The ramifications of Covid-19 mean exporting has been challenging for the past six to eight months, but the impact is worse now than ever, because of decisions shipping companies made when the pandemic was in “full swing”, says Siobhan. “The reduction in the number of boats coming to New Zealand, and therefore the availability of space on these boats, means that we are competing with not just other wine companies but all export products from New Zealand to get our orders on board.”

Ships are being overbooked, so that containers all set to go get “bumped off” and have to wait another two weeks for potential space on another vessel, she says. “Even more challenging is when boats omit coming to Nelson at all – which means that there can be up to a month before another boat is coming in.”

The delays are not just a result of departures from New Zealand, but also because ships are caught up in other ports, which is “something we haven’t experienced before and cannot plan for”, says Siobhan. Another issue being faced by wine companies is the shortage of containers for use in exporting wines, due to the reduced number of ships coming in, she says.

The delays have resulted in the company missing out on promotional deadlines, particularly in the northern hemisphere, at a time when demand is on the increase because of Covid-19, she adds, noting much higher demand for Sauvignon Blanc over the past year. “This of course is then exasperated by lower yields of 2021.” The late arrival of containers in foreign markets also means delayed payment of invoices, “as customers won’t pay for stock they haven’t received”.

Communication has been key to getting through sketchy shipping schedules, Siobhan says. The company is talking to all its customers and asking for longer lead times on orders so bookings can be made well in advance “with the hope that they will stick”. They are also informing customers as soon as they hear of a delay, she says.

Meanwhile, Marisco has explored other port options to decrease its reliance on Nelson, but with the whole of New Zealand impacted, have had little success on that front, Siobhan says.

Over at Saint Clair Family Estate, export manager Sarah Lissaman says some freight bookings are being amended multiple times before the wine finally departs the country. In one example, a 20-foot container intended for Germany had a ready date for export in early April, but did not depart New Zealand until the end of May, with the original booking amended four times.

In another example of shipping headaches, a tender winning wine destined for Norway had a specific launch date in market, which Saint Clair was in danger of missing, says Sarah. They approached their buyer in Finland to see if they could supply the same wine, but complications with wine labelling laws in Norway derailed that option. “It took multiple emails and suggestions of alternative ways to deliver the wine to market before the issue was finally resolved.”

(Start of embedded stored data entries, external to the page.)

Issue #2555, opened 2025-01-24
BatchSpanProcessor concurrent export support


cijothomas:
The original BSP did support this capability, but the new one (that spawns own thread) does not support this. Opening an issue to track demand for this feature and add this support to BatchSpanProcessor (and BatchLogProcessor. But Log one never had this capability to begin with.)

PR #2780, opened 2025-03-10
feat: Add experimental concurrent processor for logs

cijothomas:
1. Add a new processor under experimental feature flag. 
2. This is to facilitate discussions in OTel spec about adding such a component to the official spec itself.
3. This is *NOT* useful as-is with any existing exporters in this repo (like OTLP Log Exporter
4. This is an initial version. Next, I'll introduce ways to ensure that only those exporters that can support concurrent exporting will be paired with ConcurrentExporter. This is one possible way spec could evolve. Alternatively, existing processors can be modified to export concurrently if the exporter advertises that they are okay with that!. BatchLogProcessor also need to evolve to support [concurrent exporting in the future](https://github.com/open-telemetry/opentelemetry-rust/issues/2555).
5. Also modified Stress test to use the new experimental processor to compare the perf numbers with Concurrent vs Existing  SimpleProcessor.
6. SimpleProcessor did not have a public new method and it did not implement `event_enabled`. This addresses that also, as it was required to run stress test comparison. Can do this in a separate PR it helps review easier.

Spec discussion:
https://github.com/open-telemetry/opentelemetry-specification/issues/4231

### DIFF
--- a/opentelemetry-sdk/src/logs/concurrent_log_processor.rs
+++ b/opentelemetry-sdk/src/logs/concurrent_log_processor.rs
@@ -1,4 +1,4 @@
-use opentelemetry::InstrumentationScope;
+use opentelemetry::{otel_info, InstrumentationScope};
 
 use crate::error::OTelSdkResult;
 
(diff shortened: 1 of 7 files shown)


opentelemetry-sdk/src/logs/concurrent_log_processor.rs
```diff
@@ -0,0 +1,53 @@
...
+    /// Creates a new `ConcurrentExportProcessor` with the given exporter.
+    pub fn new(exporter: T) -> Self {
+        Self { exporter }
+    }
+}
+
+impl<T: LogExporter> LogProcessor for SimpleConcurrentProcessor<T> {
+    fn emit(&self, record: &mut SdkLogRecord, instrumentation: &InstrumentationScope) {
+        let log_tuple = &[(record as &SdkLogRecord, instrumentation)];
+        let _ = futures_executor::block_on(self.exporter.export(LogBatch::new(log_tuple)));
```
lalitb, line 30: nit - handle export error/

opentelemetry-sdk/src/logs/concurrent_log_processor.rs
```diff
@@ -0,0 +1,53 @@
...
+/// A concurrent log processor calls exporter's export method on each emit. This
+/// processor does not buffer logs. Note: This invokes exporter's export method
+/// on the current thread without synchronization. i.e multiple export() calls
+/// can happen simultaneously from different threads. This is not a problem if
+/// the exporter is designed to handle that. As of now, exporters in the
+/// opentelemetry-rust project (stdout/otlp) are not thread-safe.
+/// This is intended to be used when exporting to operating system
+/// tracing facilities like Windows ETW, Linux TracePoints etc.
+#[derive(Debug)]
+pub struct SimpleConcurrentProcessor<T: LogExporter> {
```
lalitb, line 16: Should we name it as `SimpleConcurrentLogProcessor`  - to be consistent with `SimpleLogProcessor` and `BatchLogProcessor`.

lalitb (approved):
LGTM.

opentelemetry-sdk/src/logs/simple_log_processor.rs
```diff
@@ -131,6 +132,20 @@ impl<T: LogExporter> LogProcessor for SimpleLogProcessor<T> {
...
+    fn event_enabled(
+        &self,
+        level: opentelemetry::logs::Severity,
+        target: &str,
+        name: Option<&str>,
+    ) -> bool {
+        if let Ok(exporter) = self.exporter.lock() {
+            exporter.event_enabled(level, target, name)
+        } else {
+            true
```
ThomsonTan, line 146: Wondering why `true` is returned to enable events if the exporter cannot be locked?

cijothomas: Good point! Not sure what is the right behavior here. 
Since `true` is the default, I opted for `true`. It can be argued that if the lock got poisoned, no logs can be exported anyway, so returning false also is valid.

Good to revisit this. I'll probably revisit the need of Mutex lock in SimpleLogProcessor, and use atomics to achieve the goal is ensuring one export() is active at a time. With that, we won't face the lock poison issue.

Sarah says the export issues started to bite during New Zealand’s Covid-19 Alert Level 4 lockdown last year. “Not only was the space on the vessels in short supply and fewer vessels calling at New Zealand ports, but the equipment needed (20 and 40-foot containers) was difficult for the freight forwarders to source.”

However, those freight forwarders have been “fantastic”, and have worked with WineWorks Marlborough to alert the company of any changes to the shipping schedule, Sarah says. “We have had to keep an extra close eye on export certification expiry dates, so that export certification for all wines in our shipments stay current.”

In some cases, Saint Clair’s importers are running out of stock of some wine labels in their markets. “We are doing our best to bottle the new vintage 2021 Sauvignon Blanc as early as we can,” Sarah says. “Demand for our Reserve and Pioneer wines has been very strong and we sold through the 2020 vintage Sauvignon Blanc ahead of previous years.” Cloudy Bay technical director Jim White says the company blended a month earlier than normal, to ensure the 2021 Sauvignon Blanc gets to overseas markets in time for its October 1 launch. “We were worried about shipping delays,” says Jim, explaining a strategy to prioritise bottling of wines with a longer travel time. “We have had to preempt the delays.”